When not stopping just to revel in all the playfulness, most of the time you’ll be continually on the move to your next destination. Here is one of the niggling little issues I ran into, as transitioning between scenes always brings up a loading screen. They never last more than a few seconds, but they always feel like an awkward pause in the proceedings. Given that most of the puzzles require visiting at least two islands to solve, the loading screens became more noticeable over the course of my three-hour playthrough. Partly this is due to having to traverse a lot of locations fairly rapidly, and partly it’s due to the map itself. As new places are unlocked, the size of the map expands to accommodate them. As the map size expands, the loading time for it also gets longer and it eventually becomes the slowest screen to load late in the game.

Although there are no situations that really require it, Walk the Plank does an excellent job in the progress-saving department. In addition to allowing you to make your own manual saves, the game also autosaves every time a new scene is entered or when quitting out completely. With most new adventures it’s usually either one or the other, and it’s so nice to see a game that does both! This instills confidence without having to worry about a single autosave becoming corrupted while still retaining the convenience of being able to just continue on from the main menu when restarting. Many developers could stand to take note of this.

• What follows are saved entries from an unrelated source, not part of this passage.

PR #11454, opened 2021-02-03
Option for users to exclude specified list of packages from loading

aparajit-pratap:
### Purpose

DYN-3325
This explores adding an option to exclude loading certain packages selected by the user. A use case could be where a user doesn't want specific packages to load by default from the standard library. Proposed here is a solution where a package exclusion list is added to the global preference settings file. This is the format it will look like in the Dynamo preference settings XML:
```
<PackagesToExcludeLoading>
	<Package>
		<Name>MeshToolkit</Name>
		<Version>2.0.1</Version>
	</Package>
</PackagesToExcludeLoading>
```

### Declarations

### Reviewers

### FYIs

### DIFF
--- a/src/DynamoCore/Configuration/PreferenceSettings.cs
+++ b/src/DynamoCore/Configuration/PreferenceSettings.cs
@@ -9,6 +9,13 @@ using Dynamo.Interfaces;
 
 namespace Dynamo.Configuration
 {
+    public class Package
+    {
+        public string Name { get; set; }
+
+        public string Version { get; set; }
+    }
+
     /// <summary>
     /// PreferenceSettings is a class for GUI to persist certain settings.
     /// Upon running of the GUI, those settings that are persistent will be loaded
@@ -233,6 +240,12 @@ namespace Dynamo.Configuration
 
         #region Dynamo application settings
 
+        // TODO: Add to IPreferences in Dynamo 3.0
+        /// <summary>
+        /// List of packages referenced by (name, version) pair to exclude from loading.
+        /// </summary>
+        public List<Package> PackagesToExcludeLoading { get; set; }
+
         /// <summary>
         /// The decimal precision used to display numbers.
         /// </summary>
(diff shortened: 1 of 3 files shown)


mjkkirschner:
@aparajit-pratap looks pretty, I like that the prefs are also stored in a location that requires privileged user access to modify.

I'm curious - were you also going to add an "allowed" List? Or only an exclusion list? Allowed actually seems safer...


I was thinking about the other issue some more - regarding packageConfig per workspace - just a few ideas:

* defer package loading until a workspace is loaded - this would need to be some kind of "safe mode" - maybe entered by the presence of a file or a preference bool.
* much larger project - look into loading packages with reflection for inspection and then lazily load them later.

aparajit-pratap:
@mjkkirschner the reason I chose an exclusion list and not an allowed list, which is what I started off with but later changed my mind, is because I thought it would be easier for users to enumerate what packages they didn't want deliberately rather than know upfront all of the packages that they wanted and inadvertently limit themselves from getting certain essential standard packages that are otherwise shipped out of the box as part of the standard library.

aparajit-pratap:
@mjkkirschner I like the idea of deferred package loading and lazy loading or loading only those packages required by the workspace + workspace-level allowed/excluded list. I did not consider these initially. I can try and come up with a poc for one/both of these ideas as well.

src/DynamoCore/Configuration/PreferenceSettings.cs
```diff
@@ -9,6 +9,13 @@
 
 namespace Dynamo.Configuration
 {
+    public class Package
```
pinzart90, line 12: does this need to be public ?

pinzart90: Also a description could be useful

aparajit-pratap: Yes, I think so, for XML serialization.

Thomas84:
Sometimes we need just some specific nodes from old packages. So it would be nice to define a whitelist for specific package nodes instead of not loading a whole package. A similar concept is described here here: https://github.com/DynamoDS/DynamoWishlist/issues/169

aparajit-pratap:
Closing this as the team has collectively decided not to proceed with the package exclusion list approach.

PR #11462, opened 2021-02-08
Use checkboxes to select node libraries

mmisol:
### Purpose

Changes the publish package dialog to use checkboxes rather than a
context menu to select which dlls are node libraries. Also adds an
instructive text on top to further guide users.

Snapshot:
Screen Shot 2021-02-08 at 9 45 09 AM

### Declarations

### DIFF
--- a/src/DynamoCoreWpf/Properties/Resources.Designer.cs
+++ b/src/DynamoCoreWpf/Properties/Resources.Designer.cs
@@ -4543,6 +4543,15 @@ namespace Dynamo.Wpf.Properties {
         }
         
         /// <summary>
+        ///   Looks up a localized string similar to Select Node Libraries.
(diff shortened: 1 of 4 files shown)


QilongTang (approved):
LGTM. Curious if you had the chance to test it locally to check if the pkg.json has IsNodeLib set correctly

mmisol:
@QilongTang I tested it but I had to do some code changes to run it outside Revit (had some errors otherwise) and also avoid the actual publishing. It should be equivalent to actual usage I think.

QilongTang:
> @QilongTang I tested it but I had to do some code changes to run it outside Revit (had some errors otherwise) and also avoid the actual publishing. It should be equivalent to actual usage I think.

Great!

PR #11464, opened 2021-02-08
Change If node behaviour to avoid replication over true and false scopes

aparajit-pratap:
### Purpose

DYN-1976
Proposed a solution where the following DS code is translated as AST output for the `If` NodeModel node:
```
[t, f][cond ? 0 : 1];
```
These changes cause the node to behave as per common user expectation as well as match the `ScopeIf+` clockwork package node behaviour.

This translates to building a conditional expression, an array, and an indexing expression in the AST for the NodeModel node.
Lacing and partial function support do not seem to make much sense for this new `If` node and have been omitted.

WIP for @reddyashish :
- Add this functionality to a new class
- Deprecate the old node while keeping it to maintain backward compatibility
- Add tests

### Declarations

### FYIs

@reddyashish

### DIFF
--- a/src/Libraries/CoreNodeModels/Logic/If.cs
+++ b/src/Libraries/CoreNodeModels/Logic/If.cs
@@ -35,58 +35,11 @@ namespace CoreNodeModels.Logic
             var lhs = GetAstIdentifierForOutputIndex(0);
             AssociativeNode rhs;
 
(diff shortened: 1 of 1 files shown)


reddyashish:
Due to some authentication issue, I couldn't push my changes to this remote branch. So created a new one and closing this.

PR #11479, opened 2021-02-08
WIP use product code to lookup product install when displayName returns null

mjkkirschner:
### Purpose

I found that even though we started cacheing the product keys during asm product lookup - we were not actually using them to look in the registry to find the matching product - we were only using display name.

certain products no longer use their display name, and instead use their product code.

The following PR first tries to lookup the product in the cached registry data using the product name, then it uses the product key if the former returns null.

After this PR DynamoSandbox on my machine finds Revit 2022 and Revit 2021 as products with asm.

### Declarations


pinzart90 (approved):
LGTM
Unit test for this case?

mjkkirschner:
@pinzart90 please take another look - I think I've added a sufficient test and fixed the other tests that this broke (their mocks needed the new method added)

I also added a fallback if someone passes an interface type to this method.

pinzart90 (approved):

mjkkirschner:
@pinzart90 I think i'd like to wait on merging this until the build is back up.

PR #11481, opened 2021-02-09
Adding a new "IF" node that would simply return the truevalue or falsevalue based on the test condition. 

reddyashish:
### Purpose

Task: https://jira.autodesk.com/browse/DYN-1976

This PR is made from the original one by @aparajit-pratap : https://github.com/DynamoDS/Dynamo/pull/11464.

Created a new if node that would create a AST output for the following DS code

`[t, f][cond ? 0 : 1];`

We will have to figure out a new name for this node so that it would be clear to the users and can be found easily.
Added a test to verify the functionality of this new node. 
The current if node can be removed in the next major version if we feel it would not be needed.

If the input condition has a list of boolean values then the output will be replicated based on the test input value.

new if node

### Declarations

### Reviewers

@aparajit-pratap @QilongTang @mmisol @Amoursol @mjkkirschner

### DIFF
--- a/src/Libraries/CoreNodeModels/Logic/If.cs
+++ b/src/Libraries/CoreNodeModels/Logic/If.cs
@@ -35,58 +35,11 @@ namespace CoreNodeModels.Logic
             var lhs = GetAstIdentifierForOutputIndex(0);
             AssociativeNode rhs;
 
-            if (IsPartiallyApplied)
-            {
-                // Build partial function for If node if it were a single function call:
-                // Get.ValueAtIndex([t, f], cond ? 0 : 1);
-                var connectedInputs = new List<AssociativeNode>();
-                var inputs = new List<AssociativeNode>();
-
-                if (InPorts[1].IsConnected && InPorts[2].IsConnected)
-                {
-                    connectedInputs.Add(new IntNode(0));
-                    inputs.Add(AstFactory.BuildExprList(new List<AssociativeNode>
-                        {inputAstNodes[1], inputAstNodes[2]}));
-                }
-                if (InPorts[0].IsConnected)
-                {
-                    connectedInputs.Add(new IntNode(1));
-                    inputs.Add(AstFactory.BuildConditionalNode(inputAstNodes[0], new IntNode(0), new IntNode(1)));
-                }
-
-                var functionNode = new IdentifierListNode
-                {
-                    LeftNode = new IdentifierNode(ProtoCore.AST.Node.BuiltinGetValueAtIndexTypeName),
-                    RightNode = new IdentifierNode(ProtoCore.AST.Node.BuiltinValueAtIndexMethodName)
-                };
-                var paramNumNode = new IntNode(2);
-                var positionNode = AstFactory.BuildExprList(connectedInputs);
-
-                var args = new List<AssociativeNode>();
-                args.Add(AstFactory.BuildExprList(new List<AssociativeNode>
-                    {inputAstNodes[1], inputAstNodes[2]}));
-                args.Add(AstFactory.BuildConditionalNode(inputAstNodes[0], new IntNode(0), new IntNode(1)));
-                
-                var arguments = AstFactory.BuildExprList(args);
-                var inputParams = new List<AssociativeNode>
-                {
-                    functionNode,
-                    paramNumNode,
-                    positionNode,
-                    arguments,
-                    AstFactory.BuildBooleanNode(true)
-                };
-
-                rhs = AstFactory.BuildFunctionCall("__CreateFunctionObject", inputParams);
-            }
-            else
-            {
-                var conditional = AstFactory.BuildConditionalNode(inputAstNodes[0], new IntNode(0), new IntNode(1));
-                var trueStmt = inputAstNodes[1];
-                var falseStmt = inputAstNodes[2];
-                var list = AstFactory.BuildExprList(new List<AssociativeNode> {trueStmt, falseStmt});
-                rhs = AstFactory.BuildIndexExpression(list, conditional);
-            }
+            var conditional = AstFactory.BuildConditionalNode(inputAstNodes[0], new IntNode(0), new IntNode(1));
+            var trueStmt = inputAstNodes[1];
+            var falseStmt = inputAstNodes[2];
+            var list = AstFactory.BuildExprList(new List<AssociativeNode> {trueStmt, falseStmt});
+            rhs = AstFactory.BuildIndexExpression(list, conditional);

Chook & Sosig: Walk the Plank is more than just a treasure hunt. The roleplaying portions offer charming settings to explore with some interesting challenges to unravel along the way, while the meta experience of being at a table of roleplayers – some alive, some dead, but all wonderfully bizarre– allows for some fun exchanges and good humour. It feels like a group of friends coming together and having a good time without the need for an antagonist. The game’s clean, well-drawn visuals make it a feast for the eyes, and its fittingly hummable music makes it equally easy on the ears. Despite not being the first adventure for its title characters, no prior knowledge of the series is necessary. So grab a seat, crank up the volume and just have fun with this delightful band of characters. The real gems to uncover here are the friendships.